The Glass Castle by Jeannette Walls
A memoir of the author’s life, primarily of her childhood, but it reads more like a novel than a biography. Thought provoking, and makes you think in a new way about poverty, breaking the poverty cycle, self-sufficiency, mental illness, education, etc.

Money Mischief: Episodes in Monetary History by Milton Friedman
Good book. Not too long but sometimes a bit technical/dry. Learned about the gold&silver standard in the US and learned a bit more about inflation & money. The island of Yap with their stone money was really interesting and the helicopter inflation analogy was good. I wish it had an epilogue by another author that ties in the last 20 years to the book. I thought he might have been a tad too harsh on central bankers.  Quotes I liked from the last chapter:
—   “It is natural for individuals to generalize from their personal experience, to believe that what is true for them is true for the community. I believe that that confusion is at the bottom of most widely held economic fallacies – whether about money… or about other economic or social phenomena.”
—  “It is a disagreeable custom to which one is too easily led by the harshness of the discussions, to assume evil intentions. It is necessary to be gracious as to intentions; one should believe them good, and apparently they are; but we do not have to be gracious at all to inconsistent logic or to absurd reasoning. Bad logicians have committed more involuntary crimes than bad men have done intentionally.~Pierre S. du Pont”

Fiction Books:

The Handmaid’s Tale by Margaret Atwood
A classic future distopia book. I felt like I didn’t connect with it well but it was a great jumping-off point for thought-provoking dialogue.

The Cuckoo’s Calling by J.K. Rowling
Detective book —  good page turner, but I wasn’t completely satisfied with the ending. It does have some bad language in it, so perhaps for an older audience than Harry Potter.

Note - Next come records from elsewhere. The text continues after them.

PR #165, opened 2020-07-13
10-icmpv6-error: add task to test multicast destination

### LINKED ISSUE #136: Task 10: add test case for multicast packets
There was a bug in `gnrc_icmpv6_error` found and fixed in https://github.com/RIOT-OS/RIOT/pull/12175. A test case should be added to assure that no regression may happen.

miri64:
Resolves #136.

### DIFF
--- a/10-icmpv6-error/10-icmpv6-error.md
+++ b/10-icmpv6-error/10-icmpv6-error.md
@@ -329,4 +329,25 @@ headers as is possible within the given MTU.
 \>96% of the echo requests should be replied. There should only be at most one
 echo reply to each echo request.
 
+Task #11 - Multicast destination address in triggering packet
+=============================================================
+### Description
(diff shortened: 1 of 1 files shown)


miri64:
I forgot the [rocessing rules for IPv6 messages](https://tools.ietf.org/html/rfc4443#section-2.4). The proposed task will not work as intended, as multicast destinations only cause the emission of certain error types. Destination unreachable is not one of them.

miri64:
The only error we support, that supports emission on multicast is "Packet to Big", however for that we need multicast forwarding for which we know there are problems in GNRC. See https://github.com/RIOT-OS/RIOT/issues/4527 and https://github.com/RIOT-OS/RIOT/issues/5230. So I close this for now. We have the issue as a reminder.

PR #171, opened 2020-07-16
pytest: fail test on flash fail

miri64:
While debugging a problem using the new framework I noticed, that it can be really annoying, when the flash fails and the test just runs with the old image ;-).

This makes a test fail if the `make flash` fails for some reason (e.g. build error) by using the `check=True` parameter. Likewise, it makes piping the output to `DEVNULL` optional (bound to `--hide-output`), to debug potential problems during the build. Lastly, it now uses the `DEVNULL` of `subprocess` instead of the self-defined one.

### DIFF
--- a/conftest.py
+++ b/conftest.py
@@ -7,6 +7,7 @@ See https://docs.pytest.org/en/stable/fixture.html#conftest-py-sharing-fixture-f
 """     # noqa: E501
 
 import os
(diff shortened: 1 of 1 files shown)


miri64:
Rebase to current master.

miri64:
Rebased.

PR #173, opened 2020-07-17
testutils: mark tests in RC tracking issue and comment on status

miri64:
This implements the functionality seen in https://github.com/RIOT-OS/Release-Specs/issues/172, so marking a task as done in the tracking issue if it is succeeding (and not already marked as done) and commenting the results (if they are not already provided)


miri64:
Rebased to current master

conftest.py
```diff
@@ -92,6 +93,13 @@ def pytest_collection_modifyitems(config, items):
             item.add_marker(rc_only_mark)
 
 
+@pytest.hookimpl(hookwrapper=True)
+def pytest_runtest_logreport(report):
+    result = yield
+    testutils.github.update_issue(report)
+    return result
```
fjmolinas, line 100: I don't understand why `return yield`?

miri64: `yield` in a keyword to yield to the caller. This can produce results in fact. So what is here is

```py
return result
```

not `return yield`.

This is done in case the wrapping `pytest_runtest_logreport()` returns something. See also https://docs.pytest.org/en/stable/writing_plugins.html#hookwrapper-executing-around-other-hooks

miri64: Then again: It is not expected to return anything... so no idea... will remove.

fjmolinas: Thanks for the pointers to the documentation, it is clearer to me know.

fjmolinas:
please rebase and squash @miri64

miri64:
Rebased and squashed.

PR #178, opened 2020-07-28
pytest: add workaround to add USEMODULE with BUILD_IN_DOCKER

miri64:
... And set `tox` environment for GitHub actions

This is the necessary part from #174 that is needed weather the workflow will be added here or to RIOT/RIOT-OS.


miri64:
Rebased to current master

tox.ini
```diff
@@ -16,6 +16,11 @@ commands =
 [testenv:test]
 passenv =
   BUILD_IN_DOCKER
+  DOCKER_ENV_VARS
+  DOCKER_MAKE_ARGS
+  GITHUB_REPOSITORY
+  GITHUB_RUN_ID
+  GITHUB_SERVER_URL
```
fjmolinas, line 23: Why are these added?

conftest.py
```diff
@@ -193,6 +193,12 @@ def update_env(node, modules=None, cflags=None, port=None, termflags=None):
         node.env['USEMODULE'] = ' '.join(str(m) for m in modules)
     elif modules is not None:
         node.env['USEMODULE'] = modules
+    if "USEMODULE" in node.env and \
+       os.environ.get('BUILD_IN_DOCKER', 0) == '1':
+        # workaround to inject USEMODULE into docker container
+        # see: https://github.com/RIOT-OS/RIOT/issues/14504
+        node.env['DOCKER_ENVIRONMENT_CMDLINE'] = "-e 'USEMODULE={}'" \
+            .format(node.env['USEMODULE'])
```
fjmolinas, line 201: Mimics current handling done when launching from command line, not ideal, not intuitive but its the current way to do it, maybe it can be eventually fixed in master and this patch removed, but for now its the way to go

tox.ini
miri64: Oops, those belong to #173. Must be a leftover from when I took this out of #174.

conftest.py
miri64: I just realized: `DOCKER_ENVIRONMENT_CMDLINE` might be already set with something by the user. Will change, so it is amended if set.

tox.ini
miri64: Moved to #173

conftest.py
miri64: Done.

tox.ini
```diff
@@ -16,6 +16,8 @@ commands =
 [testenv:test]
 passenv =
   BUILD_IN_DOCKER
+  DOCKER_ENV_VARS
+  DOCKER_MAKE_ARGS
```
fjmolinas, line 20: I still don't get why these are passed, it seems to be realated to https://github.com/RIOT-OS/RIOT/issues/14504, but the current solution is not using these variables.

miri64: `tox` wipes the environment to a minimal set. So if they are not provided they are not set to `docker`. Just try it out yourself using `tox -- --capture=tee-sys` with the environment variables provided in #14646, e.g.:

- https://github.com/RIOT-OS/RIOT/pull/14646/files#diff-64da09ece1cfe234928d5e51cfca3e09R177 and
- https://github.com/RIOT-OS/RIOT/pull/14646/files#diff-64da09ece1cfe234928d5e51cfca3e09R28

With those environment variables exposed to tox:

```
$ BUILD_IN_DOCKER=1 DOCKER_MAKE_ARGS=-j8 tox  -- -k "spec03 and task01" --non-RC --capture=tee-sys
[…]
03-single-hop-ipv6-icmp/test_spec03.py::test_task01[nodes0] Launching build container using image "riot/riotbuild:latest".
docker run --rm --tty --user $(id -u) -v '/usr/share/zoneinfo/Europe/Berlin:/etc/localtime:ro' -v '/home/mlenders/Repositories/RIOT-OS/RIOT:/data/riotbuild/riotbase:delegated' -e 'RIOTBASE=/data/riotbuild/riotbase' -e 'CCACHE_BASEDIR=/data/riotbuild/riotbase' -e 'BUILD_DIR=/data/riotbuild/riotbase/build' -e 'RIOTPROJECT=/data/riotbuild/riotbase' -e 'RIOTCPU=/data/riotbuild/riotbase/cpu' -e 'RIOTBOARD=/data/riotbuild/riotbase/boards' -e 'RIOTMAKE=/data/riotbuild/riotbase/makefiles'      -e 'BOARD=native'  -w '/data/riotbuild/riotbase/tests/gnrc_udp/' 'riot/riotbuild:latest' make    -j8 
Building application "tests_gnrc_udp" for "native" with MCU "native".
[…]
```

without these variables exposed:

```
$ git diff
diff --git a/tox.ini b/tox.ini
index ee60cfd..0c9a579 100644
--- a/tox.ini
+++ b/tox.ini
@@ -15,9 +15,6 @@ commands =
 
 [testenv:test]
 passenv =
-  BUILD_IN_DOCKER
-  DOCKER_ENV_VARS
-  DOCKER_MAKE_ARGS
   HOME
   IOTLAB_SITE
   RIOTBASE
$ BUILD_IN_DOCKER=1 DOCKER_MAKE_ARGS=-j8 tox  -- -k "spec03 and task01" --non-RC --capture=tee-sys
03-single-hop-ipv6-icmp/test_spec03.py::test_task01[nodes0] Building application "tests_gnrc_udp" for "native" with MCU "native".
```

miri64: > I still don't get why these are passed, it seems to be realated to [RIOT-OS/RIOT#14504](https://github.com/RIOT-OS/RIOT/issues/14504), but the current solution is not using these variables.

The current solution would not build properly in https://github.com/RIOT-OS/RIOT/pull/14646 btw. So maybe they could be used to their own PR or I can split them up in a separate PR, either way: you decide.

fjmolinas: Thank for the explanation, now I understand. No need to have another PR for this, but I would like a different commit, and I think it makes sense to add `DOCKER_ENVIRONMENT_CMDLINE` as well to the list.

miri64: Done. I will move them to a different commit once I squash

fjmolinas: please squash.

miri64: Squashed

miri64:
Thanks for the review, btw!

PR #1365, opened 2025-07-19
feat(gui): Add animation effects to the taskbar

GitHubliuzhijie:
- Add new animation functionality to the taskbar; icons will enlarge when the mouse hovers over them
- Introduce new CSS properties and styles to support the animation effects
- Implement mouse move and leave event handling in UITaskbar
- Add UITaskBarCreateCurve and UITask components


GitHubliuzhijie:
Is there any problem with the restore submission

Issue #542, opened 2024-07-06
Complete Norwegian Bokmål translation based on English file


jelveh:
The Norwegian Bokmål translation file (`nb.js`) needs to be updated to include all translations present in the English file (`en.js`). Currently, the Norwegian Bokmål translation may be incomplete or outdated compared to the English version.

### Steps to resolve
1. Compare the contents of `src/i18n/translations/en.js` and `src/i18n/translations/nb.js`
2. For each translation key in `en.js`, ensure a corresponding translation exists in `nb.js`
3. If a translation is missing in `nb.js`, add it with an appropriate Norwegian Bokmål translation
4. If any translations in `nb.js` are outdated or incorrect, update them to match the current English version

### Additional notes
- Please ensure that the translations are culturally appropriate and maintain the intended meaning of the English text
- If certain terms or phrases don't have a direct Norwegian Bokmål equivalent, consider adding translator notes or using transliteration where appropriate

### Files to be updated
- `src/i18n/translations/nb.js`

### Related files
- `src/i18n/translations/en.js` (reference file)

Thank you for helping to improve the Norwegian Bokmål localization of our project!

ruthwikchikoti:
@jelveh  can you please assign this ?

Shahidpathan22:
I would like to work on this

PR #1381, opened 2025-07-29
fix: issue #542 , add missing Norwegian Bokmål translations based on English file

GlennDmello17:
- Compared `nb.js` with `en.js` and added all missing translation keys
- Used DeepL and google translate to auto-translate Norwegian Bokmål phrases
- if any changes , please let me know .


jelveh:
Thank you for your contribution. 2 AIs are telling me this is a solid translation, until we have native speakers reviewing these, I'd go with it. Merging.

PR #1388, opened 2025-07-30
Allow - in worker name

ProgrammerIn-wonderland:
Sent from my iPhone


KernelDeimos:
Merges from my iPhone

PR #1392, opened 2025-07-30
fs/event: consolidate fs.written to fs.write

### LINKED ISSUE #1391: Consolidate `fs.written` and `fs.write`
`fs.written` was added to provide an event that's fired after the entire contents of a file has been written. The previously-existing `fs.write` does not wait for upload. It was realized that none of the listeners to `fs.write` interact with the file stream, so we can make `fs.write` behave the way `fs.written` currently does and remove the `fs.written` event.

This PR requires updating WorkerService: https://github.com/HeyPuter/puter/blob/85a0f71bfd66c884c8f603cc1f274d5a465a2933/src/backend/src/services/worker/WorkerService.js#L93

Workers need to be fully tested after these changes.

XiaochenCui:
fix #1391

Workers need to be fully tested before merge.

### DIFF
--- a/src/backend/src/modules/puterfs/lib/PuterFSProvider.js
+++ b/src/backend/src/modules/puterfs/lib/PuterFSProvider.js
@@ -722,10 +722,6 @@ class PuterFSProvider extends putility.AdvancedBase {
         (async () => {
             await entryOp.awaitDone();
             resourceService.free(uid);
-            svc_event.emit('fs.written.file', {
-                node,
-                context: this.context,
-            });
         })();
 
         state_upload.post_insert({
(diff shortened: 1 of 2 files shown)


XiaochenCui:
the "worker reload on file update" feature has been tested manually

src/backend/src/modules/puterfs/lib/PuterFSProvider.js
KernelDeimos, line 1: `'fs.write.file'` should be emitted after `await entryOp.awaitDone()` and also after `await svc_fileCache.invalidate(node)`. This can be done using the TeePromise class with two instances in an asynchronous IIFE.

KernelDeimos:
'fs.write.file' should be emitted after await entryOp.awaitDone() and also after await svc_fileCache.invalidate(node). This can be done using the TeePromise class with two instances in an asynchronous IIFE.

XiaochenCui:
> 'fs.write.file' should be emitted after await entryOp.awaitDone() and also after await svc_fileCache.invalidate(node).

This has been solved, I'll test the feature manually with Rafflesia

Cutting for Stone* by Abraham Verghese
Very good book! I was surprised I handled the medical/surgery descriptions so well. Great page-turner and poetic & profound at times. It made me learn a little more empathy for those in hard situations, and I learned a little bit about the hard life many face in Ethiopia. It’s cool how the end comes together even if it is rather tragic, although some complain that the ending feels too contrived. My favorite quotes:
—  “‘Seize the day! What matters is this moment!’ Most of us can’t go back and make restitution. We can’t do a thing about our should haves and our could haves. But a lucky few men like Ghosh never have such worries; there was no restitution he needed to make; no moment he failed to seize. Now and then Ghosh would grin & wink at me across the room. He was teaching me how to die, just as he taught me to live.”
—  “The key to your happiness is to…own who you are, own how you look, own your family, own the talents you have, and own the ones you don’t. [Otherwise] you’ll die searching, you’ll die bitter, always feeling you were promised more. Not only our actions, but also our omissions, become our destiny.”

The God of Small Things* by Arundhati Roy
Good book – a novel about a family in India and the tragic events that occur and change their lives. It touches on the period’s sexism — how women who are not able to get an education often ended up in bad marriages and situations, how it is acceptable for men to sleep around with women of lower classes/castes but not vice-a-versa, etc. It touches on Marxism and the inequality in the caste system and how the different generations deal with the changing times. It deals with the “Laws of Love” – “who can love who and how much.” Pros: interesting topics, setting, and writing style; cons: very tragic & heavy content (death, love scene at the end, a child is molested in the middle), which some readers may not like and may not be inappropriate for young readers.